Entscheidungsstichwort (Thema)

Urlaubsentgeltberechnung. Urlaubsentgeltberechnung bei im Fernverkehr regelmäßig geleisteten Überstunden

 

Leitsatz (amtlich)

Der Gesetzeszweck des § 11 Abs. 1 BUrlG gebietet keine vom Wortsinn abweichende Auslegung dahin, daß die im Fernverkehr geleisteten Überstunden nicht als „Überstunden” im Sinn dieser Norm anzusehen sind, sondern nur die „klassischen” Überstunden, die beispielsweise aufgrund Arbeitsanfalls zusätzlich zu den vereinbarten oder tarifvertraglich üblichen Wochenstunden erbracht werden.

Dies gilt auch dann, wenn die Tätigkeit eines Kraftfahrers im Fernverkehr nur erbracht werden kann, wenn regelmäßig Überstunden geleistet werden.

 

Normenkette

BUrlG § 11 Abs. 1

 

Verfahrensgang

ArbG Hamburg (Urteil vom 14.10.1997; Aktenzeichen 3 Ca 258/97)

 

Nachgehend

BAG (Urteil vom 09.11.1999; Aktenzeichen 9 AZR 771/98)

 

Tenor

Die Berufung des Klägers gegen das Urteil des Arbeitsgerichts Hamburg vom 14. Oktober 1997 – 3 Ca 258/97 – wird auf dessen Kosten zurückgewiesen.

Die Revision wird zugelassen.

 

Tatbestand

Mit seiner am 18. Juli 1997 bei Gericht eingegangenen Klage verfolgt der Kläger das Ziel, daß auch zukünftig bei der Berechnung seines Urlaubsentgeltes von ihm im Berechnungszeitraum geleistete „Überstunden Fernverkehr” berücksichtigt werden.

Der Kläger ist seit dem 1. August 1994 bei der Beklagten als Kraftfahrer beschäftigt. Gemäß § 2 des Arbeitsvertrages vom 1. August 1994 regelt sich das Arbeits- und Lohnverhältnis nach dem Manteltarifvertrag für die gewerblichen Arbeitnehmer im Güternahverkehrs- und Speditionsgewerbe für Hamburg. Gemäß § 7 des Manteltarifvertrages in der Fassung vom 13. Mai 1996 gilt das Bundesurlaubsgesetz in seiner jeweils gültigen Fassung.

Die Beklagte hat den Monatsabrechnungen für die Monate März und April 1997 für das Urlaubsentgelt die Vergütung in Höhe von DM 19,– für die Normalstunde zugrunde gelegt. Demgegenüber hat die Beklagte in der Vergangenheit das Urlaubsentgelt nach dem sich aus dem Schnitt der letzten 3 Monate ergebenden Stundensatz abgerechnet. Dieser wiederum ermittelte sich aus der Vergütung für Normalstunden, Überstunden und Überstunden Fernverkehr sowie Überstunden-, Nacht- und Feiertagszuschlägen.

Aufgrund der von ihm geleisteten Überstunden erzielte der Kläger regelmäßig ein Monatseinkommen zwischen ca. DM 7.500,– und DM 8.500,– brutto. Aufgrund der neuen Handhabung der Beklagten bei der Berechnung des Urlaubsentgeltes ergibt sich für Zeiten der Urlaubsnahme demgegenüber ein Monatseinkommen von knapp DM 5.000,– (Anlage K 1, Blatt 5 bis 8 d. A., Blatt 24 f. d. A.).

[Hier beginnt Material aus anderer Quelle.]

PR #698, opened 2025-01-27
fix(components): gs-mutation-filter: allow for reference genome with no genes

JonasKellerer:
### Summary

Fixes the error on the gs-mutation-filter component, when a reference genome is provided with no genes.
Its mostly a refactoring.

### PR Checklist

### DIFF
--- a/components/src/preact/mutationFilter/ExampleMutation.tsx
+++ b/components/src/preact/mutationFilter/ExampleMutation.tsx
@@ -1,0 +1,68 @@
+import { useContext } from 'preact/hooks';
+import type { FC } from 'react';
+
+import { type ReferenceGenome } from '../../lapisApi/ReferenceGenome';
+import type { SequenceType } from '../../types';
+import { ReferenceGenomeContext } from '../ReferenceGenomeContext';
+
+type ExampleMutationProps = {
+    sequenceType: SequenceType;
+    mutationType: 'substitution' | 'insertion';
+};
+
+export const ExampleMutation: FC<ExampleMutationProps> = ({ sequenceType, mutationType }) => {
+    const referenceGenome = useContext(ReferenceGenomeContext);
+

Der Kläger hat vorgetragen, es sei angesichts des Wortlautes der seit dem 1. Oktober 1996 geänderten Gesetzesfassung des § 11 Abs. 1 Satz 1 Bundesurlaubsgesetz sicherlich richtig, daß Überstunden und Überstundenzuschläge nicht mehr in die Ermittlung der Höhe des Urlaubsentgeltes einzubeziehen seien. Demgegenüber könnten die abgeleisteten Überstunden Fernverkehr allerdings aus der Bemessungsgrundlage für das Urlaubsentgelt nicht herausgenommen werden. Seine Tätigkeit bestehe nämlich zu einem ganz wesentlichen Teil, und zwar sowohl nach den vertraglichen Vereinbarungen als auch nach der Handhabung in der Vergangenheit, aus Fernfahrten außerhalb des Hamburger Großraumes, unter Berücksichtigung der erforderlichen Lenkzeiten, der Ruhepausen und der Übernachtungen während solcher Arbeitseinsätze ergäben sich regelmäßig ganz erhebliche Überstunden im Fernverkehr. Hierbei handele es sich also nicht um Überstunden im klassischen Sinne, sondern um Arbeitsstunden, die neben der sogenannten Normalarbeitszeit naturgemäß durch die Art und Weise seiner zu erbringenden Arbeitsleistung anfielen. Ohne diese Mehrstunden wäre der Tätigkeitsbereich Fernverkehr überhaupt nicht mehr zu erfüllen. Auch aus der amtlichen Begründung zur Änderung des § 11 Bundesurlaubsgesetz ergebe sich, daß der Gesetzgeber die Besonderheiten des Fernverkehrs nicht gesehen habe. Er, der Kläger, sei regelmäßig im Fernverkehr tätig und regelmäßig würden die von ihm geleisteten Arbeitsstunden im Fernverkehr anfallen.

Der Kläger hat beantragt,

  1. festzustellen, daß er einen Anspruch auf Einbeziehung der Überstunden Fernverkehr bei Ermittlung der Höhe des Urlaubsentgeltes hat,
  2. die Beklagte zu verurteilen, sein Urlaubsentgelt in den Monaten März und April 1997 neu zu berechnen, ihm die Abrechnung zu erteilen und den sich nach dieser neuen Abrechnung ergebenden weiteren Nettobetrag an ihn nebst 10,75 % Zinsen seit dem 14. Juni 1997 zu zahlen.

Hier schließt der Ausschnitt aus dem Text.